◆ **What you need to do**
Exactly and only the lines from the one with "Pull Einhorn client code into separate module" through the end of the listing are to be transcribed, both ends included.

────────────────────────────────────────

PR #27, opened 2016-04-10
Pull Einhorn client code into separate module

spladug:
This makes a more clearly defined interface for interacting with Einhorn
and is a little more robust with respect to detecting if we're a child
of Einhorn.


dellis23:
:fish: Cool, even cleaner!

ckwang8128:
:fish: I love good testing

────────────────────────────────────────

◆ **Exercise answer**
Pull Einhorn client code into separate module

spladug:
This makes a more clearly defined interface for interacting with Einhorn
and is a little more robust with respect to detecting if we're a child
of Einhorn.


dellis23:
:fish: Cool, even cleaner!

ckwang8128:
:fish: I love good testing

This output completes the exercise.